## Work to be completed
The entries below contain a line with "- Changes to REST API" and a line with "- Changes to CX Assembler". Retype exactly everything from the first down to the second, both included, and nothing else.

######

PR #308, opened 2021-12-14
schema/schemaspec/schemahcl: support optional type attrs

rotemtam:
for types with non required attributes, support both:
```hcl
type = int
// AND
type = int(10)
```

### DIFF
--- a/schema/schemaspec/schemahcl/hcl.go
+++ b/schema/schemaspec/schemahcl/hcl.go
@@ -314,7 +314,7 @@ func hclType(spec *schemaspec.TypeSpec, typ *schemaspec.Type) (string, error) {
 			}
 		}
 	}
-	// if no args were chosen and the type can be described without a function
+	// If no args were chosen and the type can be described without a function.
 	if len(args) == 0 && len(typeFuncReqArgs(spec)) == 0 {
 		return spec.Name, nil
 	}
--- a/schema/schemaspec/schemahcl/hcl.go
+++ b/schema/schemaspec/schemahcl/hcl.go
@@ -314,6 +314,10 @@ func hclType(spec *schemaspec.TypeSpec, typ *schemaspec.Type) (string, error) {
 			}
 		}
 	}
+	// if no args were chosen and the type can be described without a function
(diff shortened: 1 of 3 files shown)


schema/schemaspec/schemahcl/hcl.go
```diff
@@ -314,6 +314,10 @@ func hclType(spec *schemaspec.TypeSpec, typ *schemaspec.Type) (string, error) {
 			}
 		}
 	}
+	// if no args were chosen and the type can be described without a function
```
a8m, line 317:
```suggestion
	// If no args were chosen and the type can be described without a function.
```

schema/schemaspec/schemahcl/opts.go
```diff
@@ -47,62 +47,75 @@ func WithTypes(typeSpecs []*schemaspec.TypeSpec) Option {
 		for _, ts := range typeSpecs {
 			typeSpec := ts
 			config.types = append(config.types, typeSpec)
-			if len(typeFuncArgs(typeSpec)) == 0 {
+			// if no required args exist, register the type as a variable in the HCL context.
```
a8m, line 50:
```suggestion
			// If no required args exist, register the type as a variable in the HCL context.
```

schema/schemaspec/schemahcl/opts.go
```diff
@@ -47,62 +47,75 @@ func WithTypes(typeSpecs []*schemaspec.TypeSpec) Option {
...
+			if len(typeFuncReqArgs(typeSpec)) == 0 {
 				typ := &schemaspec.Type{T: typeSpec.T}
 				config.ctx.Variables[typeSpec.Name] = cty.CapsuleVal(ctyTypeSpec, typ)
-				continue
 			}
-			spec := &function.Spec{
-				Type: function.StaticReturnType(ctyTypeSpec),
+			// if func args exist, register the type as a function in HCL.
```
a8m, line 55:
```suggestion
			// If func args exist, register the type as a function in HCL.
```

a8m (approved):

PR #309, opened 2021-12-14
sql/mysql: aligning type registry with sanity test

rotemtam:


a8m (approved):
Looks good, but CI is red

PR #314, opened 2021-12-15
sql/internal/specutil: support omitting right-most zero-value optional param

rotemtam:
this fixes a bug where a typespec has an optional (non-required) type attribute, and the resulting DDL representation was too verbose. For instance, in some dialects both `varchar` and `varchar(20)` are valid. In these cases the `size` attribute is optional. In these cases if the size was not specified it would be rendered as `varchar(0)`. 

This PR adds a fix where the right-most optional args that have the zero value are omitted. so default:
`varchar(0)` => `varchar`, `x(10,0)` => `x(10)`, `x(0,10)` => remains `x(0,10)`

### DIFF
--- a/sql/internal/specutil/types_test.go
+++ b/sql/internal/specutil/types_test.go
@@ -109,12 +109,30 @@ func TestRegistryConvert(t *testing.T) {
 			typ:      &schema.IntegerType{T: "int", Unsigned: true},
 			expected: &schemaspec.Type{T: "int", Attrs: []*schemaspec.Attr{LitAttr("unsigned", "true")}},
 		},
+
 		{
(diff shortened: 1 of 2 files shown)


sql/internal/specutil/types_test.go
```diff
@@ -109,13 +109,31 @@ func TestRegistryConvert(t *testing.T) {
 			typ:      &schema.IntegerType{T: "int", Unsigned: true},
 			expected: &schemaspec.Type{T: "int", Attrs: []*schemaspec.Attr{LitAttr("unsigned", "true")}},
 		},
+
```
a8m, line 112: rm

a8m (approved):
Fix lint errors

PR #315, opened 2021-12-18
sql/internal/specutil: sanity tests for all drivers

rotemtam:
Adding a sanity test for all driver type registries and fixing some bugs along the way. 

postgres enum needs some more love, but ill do that separately.

### DIFF
--- a/sql/internal/spectest/spectest.go
+++ b/sql/internal/spectest/spectest.go
@@ -12,17 +12,12 @@ import (
 
 // RegistrySanityTest runs a sanity for a TypeRegistry, generated a dummy *schemaspec.Type
 // then converting it to a schema.Type and back to a *schemaspec.Type.
-func RegistrySanityTest(t *testing.T,
-	registry *specutil.TypeRegistry,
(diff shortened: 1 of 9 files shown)


sql/internal/spectest/spectest.go
```diff
@@ -0,0 +1,62 @@
...
+}
+
+func contains(needle string, haystack []string) bool {
+	for _, item := range haystack {
+		if item == needle {
+			return true
+		}
+	}
+	return false
+}
```
a8m, line 41: What are these var names?
```suggestion
func contains(s string, l []string) bool {
	for i := range l {
		if s == l[i] {
			return true
		}
	}
	return false
}
```

sql/internal/spectest/spectest.go
```diff
@@ -0,0 +1,62 @@
+package spectest
```
a8m, line 1: Add atlas license header? I'll add a CI test for it later.

a8m (approved):
looks good. change please the naming

yonidavidson (approved):

PR #317, opened 2021-12-19
sql/internal/specutil: disallow required arg after optional

rotemtam:


sql/internal/specutil/types.go
```diff
@@ -83,6 +86,17 @@ func (r *TypeRegistry) Register(specs ...*schemaspec.TypeSpec) error {
 	return nil
 }
 
+func validSpec(typeSpec *schemaspec.TypeSpec) error {
+	var seenOptional bool
```
a8m, line 90:
```suggestion
	var optionalSeen bool
```

you may know what is more correct in terms of grammar.

a8m (approved):

sql/internal/specutil/types.go
rotemtam: i think both are ok. 
i meant it as "I've already seen the optional" and the way you put it is "an optional param was seen" 
leaving as is

PR #320, opened 2021-12-19
schema/schemaspec/schemahcl: support partial type arguments

rotemtam:
bugfix: for types that have "optional" parameters, such as float on MySQL - ie in the DDL both float, float(10), and float(10,2) are legit, only `float` and `float(10,2)` were supported. this PR adds support for the partial invocation `float(10)`, to mimick the db DDL.

### DIFF
--- a/schema/schemaspec/schemahcl/context_test.go
+++ b/schema/schemaspec/schemahcl/context_test.go
@@ -6,6 +6,7 @@ import (
 
 	"ariga.io/atlas/schema/schemaspec"
 	"ariga.io/atlas/schema/schemaspec/internal/schemautil"
+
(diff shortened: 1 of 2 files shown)


schema/schemaspec/schemahcl/context_test.go
```diff
@@ -5,6 +5,7 @@ import (
 	"testing"
 
 	"ariga.io/atlas/schema/schemaspec"
+	"ariga.io/atlas/schema/schemaspec/internal/schemautil"
```
a8m, line 8: A line break between internal imports and external.

```suggestion
	"ariga.io/atlas/schema/schemaspec/internal/schemautil"

```

a8m (approved):
💯

PR #321, opened 2021-12-20
sql/postgres: implement the migrate.planner interface

a8m:


sql/postgres/migrate_test.go
```diff
@@ -0,0 +1,152 @@
...
+				Changes: []*migrate.Change{
+					{Cmd: `ALTER TABLE "users" DROP COLUMN "name"`},
+				},
+			},
+		},
+	}
+	for _, tt := range tests {
+		db, m, err := sqlmock.New()
+		require.NoError(t, err)
+		mock{m}.version("130000")
```
rotemtam, line 140: whats 130000?

sql/postgres/migrate.go
```diff
@@ -9,32 +9,81 @@ import (
...
+		if c.Reverse == "" {
+			s.Reversible = false
+		}
+	}
+	return &s.Plan, nil
+}
+
+// ApplyChanges applies the changes on the database. An error is returned
+// if the driver is unable to produce a plan to it, or one of the statements
+// is failed or unsupported.
```
rotemtam, line 44:
```suggestion
// if the driver is unable to produce a plan to do so, or one of the statements
// is failed or unsupported.
```

rotemtam (approved):

sql/postgres/migrate_test.go
a8m: PostgreSQL version format.

PR #566, opened 2018-06-07
Clean some imports, add __all__ to statements.py.

pagreene:
Something I did a while ago that I still think would be worth adding to master. (Note that this went through a rebase since I last tested, so there are liable to be bugs, which I will fix as they show up on Travis).


bgyori:
This poses an unnecessary risk without having a clear contribution to functionality. We can revisit it as part of a larger refactoring.

PR #567, opened 2018-06-07
Add synonym capabilities to the uniprot client.

pagreene:
This will be used by the BioSense agent in CwC's Bob with Bioagents.

### DIFF
--- a/indra/databases/uniprot_client.py
+++ b/indra/databases/uniprot_client.py
@@ -265,6 +265,56 @@ def get_gene_name(protein_id, web_fallback=True):
         return gene_name
     return None
 
+
+def get_gene_alt_labels(protein_id):
+    """Return a list of other names for the protein."""
+    g = query_protein(protein_id)
+    if g is None:
+        return None
+    query = rdf_prefixes + """
+        SELECT ?name
+        WHERE {
+            ?gene skos:altLabel ?name .
+            }
+        """
+    res = g.query(query)
+    if res:
+        return [r[0].toPython() for r in res]
+    return None
+
+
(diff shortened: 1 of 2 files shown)


bgyori:
This is good, I'd like to ask for two things:
1. The prefLabel should also be extracted along with the altLabels e.g. from
```
<skos:prefLabel>KRAS</skos:prefLabel>                                           
<skos:altLabel>KRAS2</skos:altLabel>                                            
<skos:altLabel>RASK2</skos:altLabel>                                            
```

2. The names and docstrings are a little bit confusing, I suggest renaming them as:
```
def get_gene_synonyms(protein_id):
    """Return a list of synonyms for the gene corresponding to a protein."""

def get_protein_synonyms(protein_id):
    """Return a list of synonyms for a protein."""

def get_synonyms(protein_id):
    """Return all synonyms for a protein including synonyms for its associated gene."""
```

pagreene:
The reason I didn't get the "prefLabel" is that that is what is used by `get_gene_name`. As per the no-copying principal, it seemed better to not repeat the capability, and give an informative name that tried to clarify the point. So perhaps what you called `get_gene_synonyms` would be better named `get_alternative_gene_names`, thus making it's relation to `get_gene_name` clearer. Then perhaps I could name the other one `get_all_protein_names`? The last function could then be called `get_all_names`. What do you think?

bgyori:
Please include preflabel as a synonym (thus the gene name will also be considered a gene synonym). The distinction between name and synonyms is clear. Please follow the function names as suggested. Thanks!

PR #570, opened 2018-06-18
Api evidence

pvtodorov:
- Changes to REST API
  - New assembler endpoints
    - assemble English sentences from model
    - assemble CX and share it to NDEX

  - Get evidence from INDRA database
    - filter evidence to agent names in request

- Changes to CX Assembler
  - the `ndex_cred` param in `upload_model` is now optional. if not supplied, an attempt is made to retrieve it from the config file

- Changes to NDEX client
  - `create_network` now has an optional param `private` which is `True` by default. If set to false, the model will be uploaded to NDEX as a public network.

### DIFF
--- a/indra/assemblers/cx_assembler.py
+++ b/indra/assemblers/cx_assembler.py
@@ -168,7 +168,7 @@ class CxAssembler(object):
             cx_str = self.print_cx()
             fh.write(cx_str)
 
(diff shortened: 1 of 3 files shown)


bgyori:
Great, thanks! I rebased the branch and working on updating the service.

######

## Your solution
- Changes to REST API
  - New assembler endpoints
    - assemble English sentences from model
    - assemble CX and share it to NDEX

  - Get evidence from INDRA database
    - filter evidence to agent names in request

- Changes to CX Assembler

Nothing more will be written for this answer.